___ GIVEN INFORMATION

PR #1359, opened 2023-02-23
[Macros] Add executable compiler plugin support library

rintaro:
`SwiftCompilerPlugin` is a helper library to write an executable compiler plugin.

Usage:
  ```swift
  import SwiftCompilerPlugin
  import SwiftSyntaxMacros

  @main
  struct MyPlugin: CompilerPlugin {
    var providingMacros: [Macro.Type] = [MyMacro.self]
  }

  struct MyMacro: ExpressionMacro {
    ...
  }
  ```


rintaro:
@swift-ci Please test

rintaro:
@swift-ci Please test

rintaro:
https://github.com/apple/swift/pull/63888
@swift-ci Please test

rintaro:
https://github.com/apple/swift/pull/63888
@swift-ci Please test

rintaro:
@ahoppen Let me know if you have any concern with the `build-script.py` changes.

rintaro:
@swift-ci Please test

rintaro:
@swift-ci Please test

rintaro:
@swift-ci Please test

Sources/SwiftCompilerPlugin/CompilerPlugin.swift
```diff
@@ -0,0 +1,246 @@
...
+  let outputStream: FileHandle
+
+  func sendMessage(_ message: TX) throws {
+    // Encode the message as JSON.
+    let payload = try JSONEncoder().encode(message)
+
+    // Write the header (a 64-bit length field in little endian byte order).
+    var count = UInt64(payload.count).littleEndian
+    let header = Swift.withUnsafeBytes(of: &count) { Data($0) }
+    assert(header.count == 8)
```
ahoppen, line 184: Just a few thought that crossed my mind. I’m fine with the way it is if you think it’s the best solution.

SourceKit-LSP uses the following HTTP-style header, which could allow us to add more options in the future (e.g. encoding of the message). I can’t really think of any options we want to add here but having the flexibility could come in handy in the future.

```
Content-Length: <some number in ASCII>\r\n\r\n
```

---

Alternatively, everything else in the communication channel is human readable, so I’m wondering whether it makes sense to also make this header human-readable. That might make debugging the plugin easier. I’m not sure if it’s worth it though.

Sources/SwiftCompilerPlugin/Diagnostics.swift
```diff
@@ -0,0 +1,125 @@
...
+  case macroTypeNotFound = "macro expanding type not found"
+  case freestandingMacroSyntaxIsNotMacro = "macro syntax couldn't be parsed"
+}
+
+extension MacroExpansionError: DiagnosticMessage {
+  var message: String {
+    self.rawValue
+  }
+  var diagnosticID: SwiftDiagnostics.MessageID {
+    .init(domain: "\(type(of: self))", id: "\(self)")
```
ahoppen, line 27: Should we include the name of the module in the ID? We do that in the parser.

Sources/SwiftCompilerPlugin/PluginMessages.swift
```diff
@@ -0,0 +1,134 @@
...
+    case memberAttribute
+    case member
+    case peer
+    case conformance
+  }
+
+  struct SourceLocation: Codable {
+    var fileID: String
+    var fileName: String
+    var offset: Int
```
ahoppen, line 81: I assume this `offset` and `column` are UTF-8 byte offsets. Could you add doc comments for this? I’ve wondered way too many times before SwiftSyntax added comments for these all over the place.

Same for all the other `offset` fields in this file.

Sources/SwiftCompilerPlugin/PluginMacroExpansionContext.swift
```diff
@@ -0,0 +1,253 @@
...
+import SwiftOperators
+import SwiftSyntax
+import SwiftSyntaxMacros
+
+/// Manages known source code combined with their filename/fileID. This can be
+/// used to get line/column from a syntax node in the managed source code.
+class SourceManager {
+  class KnownSourceSyntax {
+    struct Location {
+      var offset: Int
```
ahoppen, line 24: Same here, could you add that these are UTF-8 byte offsets.

Sources/SwiftCompilerPlugin/PluginMacroExpansionContext.swift
```diff
@@ -0,0 +1,253 @@
...
+      var line: Int
+      var column: Int
+      var fileID: String
```
ahoppen, line 27: Could you add a comment what `fileID` is and how it relates to `fileName`?

Sources/SwiftCompilerPlugin/PluginMessages.swift
```diff
@@ -0,0 +1,134 @@
...
+    case freeStandingDeclaration
+    case accessor
+    case memberAttribute
+    case member
+    case peer
+    case conformance
+  }
+
+  struct SourceLocation: Codable {
+    var fileID: String
```
ahoppen, line 79: Could you add a comment what `fileID` is and how it relates to `fileName`?

Sources/SwiftCompilerPlugin/PluginMacroExpansionContext.swift
```diff
@@ -0,0 +1,253 @@
...
+      node = Syntax(TypeSyntax.parse(from: &parser))
+    case .pattern:
+      node = Syntax(PatternSyntax.parse(from: &parser))
+    case .attribute:
+      node = Syntax(AttributeSyntax.parse(from: &parser))
+    }
+    do {
+      node = try OperatorTable.standardOperators.foldAll(node)
+    } catch let error {
+      // TODO: Error handling.
```
ahoppen, line 83: Just to make sure: You know that this is left over? If operator folding fails, it might be OK to just leave the unresolved nodes in the tree, i.e. just keep the `catch` clause empty.

Sources/SwiftCompilerPlugin/PluginMacroExpansionContext.swift
```diff
@@ -0,0 +1,253 @@
...
+
+    let localPosition = node.position(at: kind)
+    let localLocation = base.locationConverter.location(for: localPosition)
+
+    let positionOffset = base.location.offset
+    let lineOffset = base.location.line - 1
+    let columnOffset = localLocation.line == 1 ? base.location.column : 0
+
+    return SourceLocation(
+      line: localLocation.line! + lineOffset,
```
ahoppen, line 160: I forgot why `SourceLocation` has an optional `line` and `column` but are we sure that these are non-nil here? If yes, could you add a doc comment explaining why we can assume they are non-nil here?

Sources/SwiftCompilerPlugin/PluginMacroExpansionContext.swift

______

Extract every line containing the string "Same" from the material.

Same for all the other `offset` fields in this file.
ahoppen, line 24: Same here, could you add that these are UTF-8 byte offsets.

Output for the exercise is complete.